Computer Architecture

Start Lecture #5

Remark: Lab 3 assigned. alu-final-1bit

A Simple Observation

The CarryIn to the LOB and Binvert to all the 1-bit ALUs are always the same. So the ALU has just one input called Bnegate, which is sent to the appropriate inputs in the 1-bit ALUs. The final 1-bit cell of the ALU is shown on the right.

Note that the circuit is the same for all bits; however different bits are wired differently, i.e., they have different inputs and their outputs are sent to different places.

Equality Detection

To see if A = B we simply form A-B and test if the result is zero

The Final Result

The final 32-bit ALU is shown below on the left. Again note that all the bits have the same circuit. The lob and hob have special external wiring; the other 30 bits are wired the same.

To the right of this diagram we see the symbol used for an ALU.

What are the control lines?

What functions can we perform?
function4-bit cntlAinvBnegOper

We think of the three control lines Ainvert, Bnegate, and Operation as forming a single 4-bit control line. The table on the right shows what four bit value is needed for each function.

Defining the MIPS ALU in Verilog


B.6: Faster Addition: Carry Lookahead

This adder is much faster than the ripple adder we did before, especially for wide (i.e., many bit) addition.

Fast Carry Using Infinite Hardware

This is a simple (theoretical) result.

  1. An adder is a combinatorial circuit hence it can be constructed with two (or three if you count the bubbles) levels of logic. Done

  2. Consider 32-bit (or 64-bit, or 128-bit, or N-bit) addition, R=A+B.
  3. The above applied to any logic function; here are the calculations specific for addition.

Fast Carry Using the First Level of Abstraction: Propagate and Generate

At each bit position we have two input bits a and b as well as a CarryIn input. We now define two other bits propagate and generate (p=ai+bi and g=aibi).

hp B.6.1 really F0422 2e

To summarize, using a subscript i to represent the bit number,

    to generate  a carry:   gi = ai bi
    to propagate a carry:   pi = ai+bi

The diagram on the right, from P&H, gives a plumbing analogue for generate and propagate. A full size version of the diagram is here in pdf.

The point is that liquid enters the main pipe if either the initial CarryIn or one of the generates is true. The water exits the pipe at the lower left (i.e., there is a CarryOut for this bit position) if all the propagate valves are open from the lowest liquid entrance to the exit.

The two diagrams in these notes are from the 2e; the colors changed between editions.

Given the generates and propagates, we can calculate all the carries for a 4-bit addition (recall that c0=Cin is an input) as follows (this is the formula version of the plumbing):

    c1 = g0 + p0 c0
    c2 = g1 + p1 c1 = g1 + p1 g0 + p1 p0 c0
    c3 = g2 + p2 c2 = g2 + p2 g1 + p2 p1 g0 + p2 p1 p0 c0
    c4 = g3 + p3 c3 = g3 + p3 g2 + p3 p2 g1 + p3 p2 p1 g0 + p3 p2 p1 p0 c0

4bit cla

Thus we can calculate c1 ... c4 in just two additional gate delays given the p's and g's (where we assume one gate can accept upto 5 inputs). Since we get gi and pi after one gate delay, the total delay for calculating all the carries is 3 (this includes c4=Carry-Out)

Each bit of the sum si can be calculated in 2 gate delays given ai, bi, and ci. Thus, for 4-bit addition, 5 gate delays after we are given a, b and Carry-In, we have calculated s and Carry-Out.

We show this in the diagram on the right.

Thus, for 4-bit addition, 5 gate delays after we are given a, b and Carry-In, we have calculated s and Carry-Out using a modest amount of realistic (no more than 5-input) logic.

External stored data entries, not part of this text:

PR #52, opened 2025-01-17
Added first pass of netdiag

mattgeddes:
This does a DNS lookup, HTTP request, with TLS, from scratch, with specific diagnostics when things fail (unlike when higher level interfaces might be used). We can later extend this to also use the authentication interface when that's implemented, and probably also extend it to make raw connections to services within the NATS infrastructure. That can all come later. 

We'll also likely call this from some of the pre-migration checks that are planned.


rust/netdiag/src/lib.rs
```diff
@@ -0,0 +1,376 @@
...
+}
+
+pub fn do_requests(cfg: &NetDiagConfig) -> Vec<RequestStats> {
+    let mut ret: Vec<RequestStats> = vec![];
+    for query in &cfg.queries {
+        debug!(
+            "Querying: {}:{} via DNS server {}",
+            query.hostname, query.port, query.nameserver
+        );
+        // TODO: do_request() should always return a RequestStats object -- even on failure.
```
steveej, line 221: looks like this TODO is resolved now

rust/netdiag/src/lib.rs
```diff
@@ -0,0 +1,376 @@
...
+            stats.result = Err(NetDiagError::IOError(e));
+            stats.finalise();
+            return stats;
+        }
+    };
+    stats.end_phase();
+
+    let host = format!("{}:{}", ip, cfg.port);
+    stats.start_phase(PhaseType::TcpConnect);
+    // TODO: replace all unwraps and expects, and bubble it all upward
```
steveej, line 251: looks leftover

steveej (commented):
what are the uses cases for this?

one i can think of is to run this from the agent when the local NATS server fails to establish an outgoing leafnode connection?

i'm not sure how likely it is that the outgoing NATS connection wouldn't work and however we want to transport the result from such a test would :thinking: is result submission planned for this?

final note: do you think it's worth writing a small integration test for this against a test VM that runs DNS and HTTPS?

pandeyAK:
@mattgeddes Which task/ticket is this PR related to?

mattgeddes:
> what are the uses cases for this?

There are a few. Firstly, it's a tool that Rob and the docs can have hosters potentially track down network issues. It's also something that can be called from the selfcheck code we want to implement to have a node validate its state before we try to migrate it to the new network.

> one i can think of is to run this from the agent when the local NATS server fails to establish an outgoing leafnode connection?

That's another potential case. We want to potentially extend this to also check that we can authenticate when a crate exists for that, and to add a NATS client to see that we can establish a NATS session. It would all be the same crate, but called from various places to allow the interactive and non-interactive cases. I think there's even comments to this effect in part of the code.

> i'm not sure how likely it is that the outgoing NATS connection wouldn't work and however we want to transport the result from such a test would 🤔 is result submission planned for this?
> 

Yes. Once we have authentication, we'd likely add a call for that and one or more NATS calls to validate various layers of that. Much of this code pre-dates the NATS POC and subsequent non-design/non-scoping. It also made for a good first pass at something to fill in some of the CLI stuff while you folks were all on leave and other tasks were subsequently blocked.

> final note: do you think it's worth writing a small integration test for this against a test VM that runs DNS and HTTPS?

 More than happy to. If you can point me at an example I can use as a place to start, and point me to the docs for how to execute the tests, I'll definitely raise a task and separate PR for that.

mattgeddes:
> @mattgeddes Which task/ticket is this PR related to?

It's an implementation to fill in one of the placeholder subcommands in https://github.com/orgs/Holo-Host/projects/10?pane=issue&itemId=84171223&issue=Holo-Host%7Cholo-host-private%7C37. It mainly uses code that was written last year and was something I could implement while I was blocked and everyone was off for the holidays.

mattgeddes:
@steveej can I get approval on this? Also see above question/request about Nix and testing from earlier.

steveej (approved):
> can I get approval on this?

:+1: given we adhere to CI feedback i see no counter-indication to merging.



> More than happy to. If you can point me at an example I can use as a place to start, and point me to the docs for how to execute the tests, I'll definitely raise a task and separate PR for that.

> Also see above question/request about Nix and testing from earlier.

in this codebase we have the [holo-agent integration test](https://github.com/Holo-Host/holo-host/blob/4b846967db7244d2699918177a87e95d1e8a4325/nix/checks/holo-agent-integration-nixos.nix) as the only precedence so far. it does show a multi-host setup so the bare-bones of it can serve as a template for this use-case. we'd need two hosts, one that runs the DNS and HTTP server and the other one that runs netdiag.

there's an [overwhelming amount of nixos tests upstream](https://github.com/NixOS/nixpkgs/tree/master/nixos/tests) where we can get snippets from various places to put together a small test for netdiag. e.g. [here's a snippet that enables dnsmasq](https://github.com/NixOS/nixpkgs/blob/667d42c00d566e091e6b9a19b365099315d0e611/nixos/tests/schleuder.nix#L88-L96). here's a very small [test that shows using curl and ffsend](https://github.com/NixOS/nixpkgs/blob/667d42c00d566e091e6b9a19b365099315d0e611/nixos/tests/schleuder.nix#L88-L96) in the testscript against localhost.

i don't expect the test to land with this PR. tracking it in a follow-up ticket as a reminder would be good.

i started a document about interesting nix education resources for our use-cases that i'll share out-of-band.

PR #53, opened 2025-01-20
Orchestrator Workload Client

JettTech:
Updates:
  - Adds orchestrator workload client


pandeyAK:
@JettTech Which task is this PR related to?

rust/clients/orchestrator/src/workloads.rs
```diff
@@ -0,0 +1,182 @@
...
+    // NB: These subjects are published by external Developer (via external api), the Nats-DB-Connector, or the Hosting Agent
+    let workload_service = orchestrator_workload_client
+        .get_js_service(WORKLOAD_SRV_NAME.to_string())
+        .await
+        .ok_or(anyhow!(
+            "Failed to locate Workload Service. Unable to spin up Orchestrator Workload Client."
+        ))?;
+
+    // Published by Developer
+    workload_service
```
zeeshan595, line 83: Seems very similar to the code here
https://github.com/Holo-Host/holo-host/pull/53/files#diff-60145ac38000440a8a0cd1d711c3d6fcc12702bb2fa4c5fff8ac93efd78bc6fcR85
Is there a way we can have a shared function to set these up?

zeeshan595 (approved):

PR #89, opened 2025-03-03
treefmt: add TOML formatter, format repo

steveej:
note that we don't have a formatter check on CI for this, which.

(there's an upstream ticket for that: https://github.com/numtide/treefmt-nix/issues/317)


JettTech (approved):

JettTech:
Thanks for doing this!!

PR #103, opened 2025-03-12
add inventory machine_id as host identifier

JettTech:
Updates the host id pattern, setting to the host identifier to the inventory `machine_id`.  

This handles the passing of the id into the inventory and workload subject strings.  It also manages the upsert of the host record into the host collection during an inventory update, whenever the host does not yet exist.

### DIFF
--- a/Cargo.lock
+++ b/Cargo.lock
@@ -21,23 +21,23 @@ dependencies = [
 
 [[package]]
 name = "actix-http"
-version = "3.9.0"
+version = "3.10.0"
 source = "registry+https://github.com/rust-lang/crates.io-index"
-checksum = "d48f96fc3003717aeb9856ca3d02a8c7de502667ad76eeacd830b48d2e91fac4"
+checksum = "0fa882656b67966045e4152c634051e70346939fced7117d5f0b52146a7c74c9"
 dependencies = [
  "actix-codec",
  "actix-rt",
  "actix-service",
  "actix-utils",
- "ahash",
  "base64 0.22.1",
  "bitflags 2.9.0",
  "brotli",
  "bytes",
  "bytestring",
- "derive_more 0.99.19",
+ "derive_more 2.0.1",
  "encoding_rs",
  "flate2",
+ "foldhash",
  "futures-core",
  "h2 0.3.26",
  "http 0.2.12",
@@ -49,7 +49,7 @@ dependencies = [
  "mime",
  "percent-encoding",
  "pin-project-lite",
- "rand 0.8.5",
+ "rand 0.9.0",
  "sha1",
  "smallvec",
  "tokio",
@@ -65,7 +65,7 @@ source = "registry+https://github.com/rust-lang/crates.io-index"
 checksum = "e01ed3140b2f8d422c68afa1ed2e85d996ea619c988ac834d255db32138655cb"
 dependencies = [
  "quote",
- "syn 2.0.99",
+ "syn 2.0.100",
 ]
 
 [[package]]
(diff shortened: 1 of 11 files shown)


JettTech:
@steveej  - it looks like CI is now failing due to the same openssl issue I encountered locally.
https://buildbot-nix-0.infra.holochain.org/#/builders/416/builds/529

image

steveej:
thanks for this!

> it looks like CI is now failing due to the same openssl issue I encountered locally.

ah nice, i'm glad it shows up on CI, taking a look :monocle_face:

Cargo.lock
```diff
@@ -4104,15 +4154,6 @@ version = "0.1.6"
...
 checksum = "d05e27ee213611ffe7d6348b942e8f942b37114c00cc03cec254295a4a17852e"
 
-[[package]]
-name = "openssl-src"
-version = "300.4.2+3.4.1"
-source = "registry+https://github.com/rust-lang/crates.io-index"
-checksum = "168ce4e058f975fe43e89d9ccf78ca668601887ae736090aacc23ae353c298e2"
-dependencies = [
- "cc",
-]
```
steveej, line 4114: this is causing the build problems as it introduces the dependency on the build environment's openssl.

i'm going to revert the Cargo.lock changes for this PR and we can deal with updating it and adjusting the buildinputs separately.

rust/util_libs/db/src/schemas.rs
```diff
@@ -155,27 +159,52 @@ pub struct Host {
...
+    0
+}
+
+fn default_avg_latency() -> i64 {
+    0
+}
+
+fn empty_object_id() -> ObjectId {
+    ObjectId::from_bytes([0; 12])
+}
```
steveej, line 195: my order preference for this would be
* `impl Default for ...`
* inline with the struct
* defined as `const` items (can be `const fn` too)

rust/util_libs/db/src/schemas.rs
```diff
@@ -35,9 +35,13 @@ pub enum UserPermission {
 
 #[derive(Serialize, Deserialize, Clone, Debug, Default)]
```
steveej, line 36:
```suggestion
#[derive(Serialize, Deserialize, Clone, Debug, Default)]
#[serde(default)] 
```

i believe putting this on the container will be enough to replace all the field occurrences of this, except for the ones that don't have an `impl Default`.

rust/services/workload/src/types.rs
```diff
@@ -6,8 +6,10 @@ use std::collections::HashMap;
 use strum_macros::AsRefStr;
 
 #[derive(Serialize, Deserialize, Clone, Debug)]
-pub struct ObjectIdJSON {
+pub struct HostIdJSON {
     pub _id: ObjectId,
+    #[serde(skip_serializing_if = "String::is_empty")]
+    pub device_id: String,
```
steveej, line 12: i'd like us to commit to one semantic here:

steveej: 1. optional

```suggestion
    #[serde(skip_serializing_if = "Option::is_none")]
    pub maybe_device_id: Option<String>,
```

steveej: 2. required

1. optional

```suggestion
    pub device_id: String,
```

steveej (commented):
thanks for this!

i've got a few comments.

and i think this could actually go directly to `main`!

rust/clients/orchestrator/src/admin_client.rs
```diff
@@ -14,9 +13,8 @@ pub async fn run(admin_creds_path: &Option<PathBuf>, nats_url: String) -> anyhow
 
     let credentials = admin_creds_path
         .to_owned()
-        .map(|creds| vec![Credentials::Path(creds)]);
-
-    // .ok_or(anyhow!("Failed to locate admin credential path."))?;
+        .map(|p| vec![Credentials::Path(p)])
+        .filter(|c| !c.is_empty());
```
steveej, line 17:
```suggestion
        .map(|p| vec![Credentials::Path(p)]);
```

since `Option::map` is only effective on `Some` values

JettTech:
Was forked and merged in with pr #105.

rust/services/workload/src/types.rs
JettTech: Let's go with 2.

PR #106, opened 2025-03-13
Main hot fixes

JettTech:
### Updates:
 - Fixes multi-service runtime issue 
 - Fixes inventory handling when device class file is not found
 - Adds  inventory amendment diffs


steveej (approved):
thanks!

i've added some more commits to address the issues that were caught by CI.

PR #108, opened 2025-03-17
README,nix(devshells/default): add `just` and introduce it

steveej:


mattgeddes (approved):
Thanks! This kind of thing looks to be really helpful and I can't wait to kick the tires on it!

steveej:
> This kind of thing looks to be really helpful and I can't wait to kick the tires on it!

agreed! i'm looking forward to getting feedback about the existing recipes. i just noticed that the links weren't present, that's fixed now. the more sophisticated commands currently live in #100, e.g. the `just dev-cycle` one cleans up and spins up the three main components of the platform in separate nixos-containers. that should work on any machine that has a working installation of `nix` and on a systemd-based linux distribution.

PR #118, opened 2025-03-21
feat: improved CLI/ENV args parsing, especially for NATS

steveej:
extracted from #100

### DIFF
--- a/rust/util_libs/nats/src/jetstream_client.rs
+++ b/rust/util_libs/nats/src/jetstream_client.rs
@@ -1,16 +1,21 @@
+use crate::types::NatsRemoteArgs;
+
 use super::{
     jetstream_service::JsStreamService,
-    leaf_server::LEAF_SERVER_DEFAULT_LISTEN_PORT,
     types::{
         Credentials, ErrClientDisconnected, EventHandler, EventListener, JsClientBuilder,
         JsServiceBuilder, PublishInfo,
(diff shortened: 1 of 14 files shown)


rust/util_libs/nats/src/jetstream_client.rs
```diff
@@ -27,24 +32,141 @@ impl std::fmt::Debug for JsClient {
...
+            })
             .ping_interval(p.ping_interval.unwrap_or(Duration::from_secs(120)))
-            .request_timeout(Some(p.request_timeout.unwrap_or(Duration::from_secs(10))))
+            .request_timeout(Some(p.request_timeout.unwrap_or(Duration::from_secs(1))))
             .custom_inbox_prefix(&p.inbox_prefix);
-        // .require_tls(true)
+
+        if let Some((user, pass)) = p.nats_remote_args.maybe_user_password()? {
+            connect_options = connect_options.user_and_password(user, pass);
+        }
```
JettTech, line 169: Can we unify this approach with the `p.credentials` below?  

Maybe we can just remove the credentials arg altogether and just add the token and nsc credentials file path options to the `NatsRemoteArgs`?

JettTech (approved):
Awesome updates! Thanks for the work!! :muscle:

I just left one small change request, but otherwise think this is ready to merge.

PR #122, opened 2025-03-22
fix(hpos-agent/inventory): startup behavior and resiliency

steveej:
startup behavior: starting at `now` it would previously wait an entire interval before sending the inventory; solely based on the time check.

resiliency: never stop trying to send inventory messages. back off the time between attempts and reset the retry on every successful event.

---

i discovered the issues while working on #100.

alternative and preferred alternative to #120. therefore:

closes #120.

### DIFF
--- a/rust/clients/host_agent/src/hostd/inventory.rs
+++ b/rust/clients/host_agent/src/hostd/inventory.rs
@@ -9,7 +9,9 @@
   This client does not subject to or consume any inventory subjects.
 */
 
-use anyhow::Result;
+use std::{path::Path, time::Duration};
+
+use futures::TryFutureExt;
 use hpos_hal::inventory::HoloInventory;
 use inventory::INVENTORY_UPDATE_SUBJECT;
 use nats_utils::{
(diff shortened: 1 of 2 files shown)


rust/clients/host_agent/src/hostd/inventory.rs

How does the speed of this carry-lookahead adder CLA compare to our original ripple-carry adder?

Fast Carry Using the Second Level of Abstraction

We have finished the design of a 4-bit CLA; the next goal is a 16-bit fast adder. Let's consider, at varying levels of detail, five possibilities. cla hybrid 16bit

  1. Ripple carry. Simple, we know it, but not fast.
  2. General 2 levels of logic. Always applicable, we know it, but not practical.
  3. Extend the above design to 16 bits. Possible, we could do it, but some gates have 17 inputs. Would need a tree to reduce the input count.
  4. Put together four of the 4-bit CLAs. Shown in the diagram to the right is a schematic of our 4-bit CLA and a 16-bit adder constructed from four of them.
  5. Be more clever and put together the 4-bit CLAs in a carry-lookahead manner. One could call the result a 2-level CLA.